How does a risk treatment plan differ from a risk register?

A risk register identifies and assesses risks — it documents what could go wrong, how likely it is, and what the impact would be. A risk treatment plan documents what you are going to do about each risk. The register feeds the treatment plan. In CisoDeck, risks flow directly from the register into the treatment plan with treatment options, actions, and owners.

Is this template aligned to ISO 27001?

Yes. The template follows ISO 27001:2022 Clause 6.1.3 requirements for risk treatment planning. It includes treatment option selection, control mapping to Annex A, residual risk calculation, risk owner assignment, and formal acceptance documentation. It also maps to NIST CSF 2.0 and SOC 2 criteria.

Can I track treatment plan progress across multiple clients?

Yes. CisoDeck provides a multi-client workspace where each client has their own risk register and treatment plan. You can see treatment plan completion rates, overdue actions, and residual risk levels across your entire portfolio from one dashboard.

Is this risk treatment plan template free?

Yes. You can generate risk treatment plans during CisoDeck's 14-day free trial with no credit card required. After the trial, all plans starting at $49/mo include risk treatment planning. The template is production-ready for vCISO engagements.

Free Risk Treatment Plan Template

A risk treatment plan documents how your client will respond to each identified cybersecurity risk — whether to mitigate it with controls, accept it within appetite, transfer it via insurance, or avoid it entirely. CisoDeck helps vCISOs generate structured, framework-aligned treatment plans that flow directly from the risk register, eliminating the manual work of building treatment matrices in spreadsheets.

Key takeaways

Four treatment options per risk: mitigate, accept, transfer, or avoid
Auto-maps controls to ISO 27001 Annex A and NIST CSF 2.0
Calculates residual risk after treatment for management sign-off
Tracks treatment actions with owners, deadlines, and completion status
Generates branded PDF treatment plans for audit and board review

Why do vCISOs need a risk treatment plan template?

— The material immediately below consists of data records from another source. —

PR #802, opened 2026-06-23
Fix `TestCopyAdditionalFiles` test.

cwize1:
The file permissions verification was accidentally not doing anything.

---

### **Checklist**

- [x] Tests added/updated


liulanze (dismissed):

toolkit/tools/pkg/imagecustomizerlib/customizefiles_test.go
vinceaperri: On mismatch this reports bare octal modes with no path context. Use `assert.Equalf` with both paths like `verifyFileContentsSame` so failures show which files differ. Now that this will be checked, it's relevant.

vinceaperri (changes requested):

toolkit/tools/pkg/imagecustomizerlib/customizefiles_test.go
cwize1: Fixed

vinceaperri (approved):
Nice catch!

PR #899, opened 2024-08-29
Extend helm chart to improve controller availability

MM53:
While installing the operator in our setup we did some modifications to the resources to improve the availability of the controller Pods. Since those changes might also help others, it would be great to include them in the Helm chart.

Following changes were applied:
* Add a value to set the `priorityClassName` of the Deployment and Jobs. This supports proper handling of scheduling and eviction in case of low resources
* Allow to configure `topologySpreadConstraints` of the controller Pods. This provides a more detailed control of Pod placement than `affinity` rules.
* Add an optional `PodDisruptionBudget` to avoid evicting all controller Pods at once in case there are multiple replicas.

Please let me know what you think about these changes.

PR #1050, opened 2025-04-15
Add priorityClassName, topologySpreadConstraints and podDisruptionBudget to Helm Chart

jaireddjawed:
Takes the work done in https://github.com/hashicorp/vault-secrets-operator/pull/899 (adds `priorityClassName`, `topologySpreadConstraints` and `PodDisruptionBudget` as fields to the helm chart) and adds tests.


digivava (commented):
This seems like it should have an "improvements" changelog entry. Or do we typically add those at a different point? (newbie-to-the-team question)

chart/values.yaml
```diff
@@ -66,6 +70,34 @@ controller:
...
+
+  # Configure the PodDisruptionBudget for the controller deployment.
+  podDisruptionBudget:
+
+    # toggles the deployment of the PodDisruptionBudget for the controller.
+    # @type: boolean
+    enabled: false
+
+    # Sets the maximum number of pods that can be unavailable during the eviction.
+    # This field cannot be set if minAvailable is set.
```
digivava, line 92: Does Kubernetes ensure this when you try to create a PodDisruptionBudget resource with both `maxUnavailable` and `minAvailable` specified at the same time, or do we need to restrict people from doing that ourselves?

chart/values.yaml
```diff
@@ -66,6 +70,34 @@ controller:
...
+    # @type: integer
+    maxUnavailable: 0
+
+    # Sets the numer of pods that must be available during the eviction.
+    # This field cannot be set if maxUnavailable is set.
+    # @type: integer
```
digivava, line 98: `maxUnavailable` and `minAvailable` can actually both be expressed as [percentages](https://kubernetes.io/docs/tasks/run-application/configure-pdb/#rounding-logic-when-specifying-percentages).

So maybe this would be better as `@type: string`, and then change the conditions on the PDB template yaml to allow for things like "50%" as well?

jaireddjawed:
> This seems like it should have an "improvements" changelog entry. Or do we typically add those at a different point? (newbie-to-the-team question)

I agree that this belongs to "improvements". For VSO, we add the changelog in a separate PR after all PRs that will be in the new version have been approved. You can see an example [here](https://github.com/hashicorp/vault-secrets-operator/pull/1024).

chart/templates/_helpers.tpl
```diff
@@ -345,3 +345,17 @@ clientCache numLocks
 {{- end -}}
 {{- end -}}
 {{- end -}}
+
+{{/*
+topologySpreadConstraints appends the "vso.chart.selectorLabels" to .Values.controller.topologySpreadConstraints if no labelSelector was specified
```
digivava, line 350: Since we're also adding topology spread constaints, not just priority class and pod disruption budget, can you modify the PR name so that it's included as well? Just so that we don't forget to mention this field when we make the changelog, as some users may be excited to learn about it. (assuming the PR name is what gets used for the changelog entries)

chart/values.yaml
```diff
@@ -66,6 +70,34 @@ controller:
...
+    # toggles the deployment of the PodDisruptionBudget for the controller.
+    # @type: boolean
+    enabled: false
+
+    # Sets the maximum number of pods that can be unavailable during the eviction.
+    # This field cannot be set if minAvailable is set.
+    # @type: integer
+    maxUnavailable: 0
+
+    # Sets the numer of pods that must be available during the eviction.
```
digivava, line 96: typo here: should be "number"

chart/templates/deployment.yaml
```diff
@@ -161,6 +164,10 @@ spec:
       affinity:
       {{- toYaml .Values.controller.affinity | nindent 8 }}
       {{- end }}
+      {{- if .Values.controller.topologySpreadConstraints }}
+      topologySpreadConstraints:
+      {{- include "vso.topologySpreadConstraints" . | nindent 8 }}
```
digivava, line 169: Can you help me understand why we're using `include` here, but `toYaml` for the "tolerations" array up above? (You may be doing the right thing, I just wanted to double-check since it's been awhile since I did any Go templating stuff.)

test/unit/deployment.bats
```diff
@@ -1350,3 +1350,62 @@ load _helpers
   actual=$(echo "$object" | yq 'contains(["--kube-client-burst=2000"])' | tee /dev/stderr)
   [ "${actual}" = "true" ]
 }
+
+#--------------------------------------------------------------------
+# podDisruptionBudget
```
digivava, line 1355: Are there any tests we could add for the other fields you've added here as well? (priority class and topology spread constraints)

chart/templates/deployment.yaml
jaireddjawed: @digivava `include` takes a yaml template (in this case "vso.topologySpreadConstraints" in _helpers.tpl) and generates yaml using the template.

`toYaml` takes the raw data given and converts it into yaml format. For example, `{{- toYaml .Values.controller.tolerations | nindent 8 }}` takes `tolerations` from the values.yaml file and formats it.

digivava (approved):
Looks good and all tests are passing! Thanks for getting this across the finish line.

Identifying risks is only half the job. The real value a vCISO provides is guiding clients through treatment decisions — helping them allocate security budget to the risks that matter most. A structured treatment plan turns a list of vulnerabilities into an actionable roadmap with clear ownership and timelines.

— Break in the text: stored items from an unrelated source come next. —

PR #1054, opened 2025-04-22
Fix VDS bug where 2 leases are being generated on initial deployment

Zlaticanin:
This PR addresses fixes a bug where two leases were being generated during the initial deployment of VaultDynamicSecret resources. The problem happened because of how the reconciliation logic is handling the scenario where a lease already existed but was being treated as a new lease creation.

With this fix, the operator checks for the existence of a lease and the new behavior is:
1. If the lease exists and is renewable, it will be renewed instead of creating a new lease.
2. If the lease exists but is not renewable, a new lease will be created to ensure valid credentials are available.

This fix prevents the creation of unnecessary leases and ensures that only one active lease exists for ach dynamic secret.

Logs posted in the [ticket](https://hashicorp.atlassian.net/browse/VAULT-35251).

### DIFF
--- a/controllers/vaultdynamicsecret_controller.go
+++ b/controllers/vaultdynamicsecret_controller.go
@@ -396,6 +396,21 @@ func (r *VaultDynamicSecretReconciler) syncSecret(ctx context.Context, c vault.C
 ) (*secretsv1beta1.VaultSecretLease, bool, error) {
 	logger := log.FromContext(ctx).WithName("syncSecret")
 
+	// check if lease already exists
+	if o.Status.SecretLease.ID != "" {
+		logger.V(consts.LogLevelDebug).Info("Lease already exists", "leaseID", o.Status.SecretLease.ID)
+		// if the lease is renewable, renew it
+		if o.Status.SecretLease.Renewable {
+			secretLease, err := r.renewLease(ctx, c, o)
+			if err != nil {
+				logger.Error(err, "Failed to renew lease")
+				return nil, false, err
+			}
+			o.Status.SecretLease = *secretLease
+			return secretLease, false, nil
+		}
+	}
+
 	resp, err := r.doVault(ctx, c, o)
 	if err != nil {
 		return nil, false, err


controllers/vaultdynamicsecret_controller.go
```diff
@@ -150,6 +150,15 @@ func (r *VaultDynamicSecretReconciler) Reconcile(ctx context.Context, req ctrl.R
 	o.Status.VaultClientMeta.CacheKey = clientCacheKey.String()
 	o.Status.VaultClientMeta.ID = vClient.ID()
 
+	if !o.Spec.AllowStaticCreds && o.Status.LastGeneration != o.GetGeneration() && o.Status.SecretLease.ID == "" {
```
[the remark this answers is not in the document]
Zlaticanin: Hey @benashz. Thank you for looking at this! 🙏 
I added two comments on the [jira ticket](https://hashicorp.atlassian.net/browse/VAULT-35251) kinda explaining the thought process: 
First comment is where I highlighted the logs, and second comment are pasted logs.
Please let me know what you think and what would be a better approach to solve this.

controllers/vaultdynamicsecret_controller.go
```diff
@@ -123,6 +123,13 @@ func (r *VaultDynamicSecretReconciler) Reconcile(ctx context.Context, req ctrl.R
 		return ctrl.Result{}, r.handleDeletion(ctx, o)
 	}
 
+	if addedFinalizer, err := maybeAddFinalizer(ctx, r.Client, o, vaultDynamicSecretFinalizer); err != nil {
+		return ctrl.Result{}, err
+	} else if addedFinalizer {
+		// the finalizer was added, requeue the request.
+		return ctrl.Result{Requeue: true}, nil
+	}
```
tvoran, line 131: There's a comment in maybeAddFinalizer():
https://github.com/hashicorp/vault-secrets-operator/blob/e024c7566022fcddfdd695127666f73663fe801f/controllers/common.go#L248-L249

Any concern with API validation errors now that maybeAddFinalizer() is being called before updateStatus()?

Zlaticanin: Thank you for reviewing! My understanding for the comment is that an API validation error would happen if both metadata (finalizers) and status of a resource are updated in the same reconcile pass. But in our case, we are calling `maybeAddFinalizer()` first, and if a finalizer is added, we exit early and requeue. So we shouldn't be touching the status in the same loop, which would avoid the validation issue because the next reconcile handles the status update separately. Please let me know if I am misunderstanding!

Without a treatment plan, risk registers become shelf-ware. Risks get identified in assessments but nothing changes. A treatment plan creates accountability: every risk has an owner, a deadline, and a documented decision. That is what auditors want to see, and it is what earns client renewals.

What should a risk treatment plan include?

Treatment Decision

The chosen option (mitigate, accept, transfer, avoid) with documented rationale and alignment to the organization's risk appetite.

Controls & Actions

Specific security controls mapped to frameworks, implementation actions, responsible owners, and target completion dates.

Residual Risk

Recalculated likelihood and impact after treatment, showing the expected risk reduction and whether residual risk falls within appetite.

Acceptance Sign-off

Formal documentation of risk acceptance by authorized management, with date, signature line, and review schedule.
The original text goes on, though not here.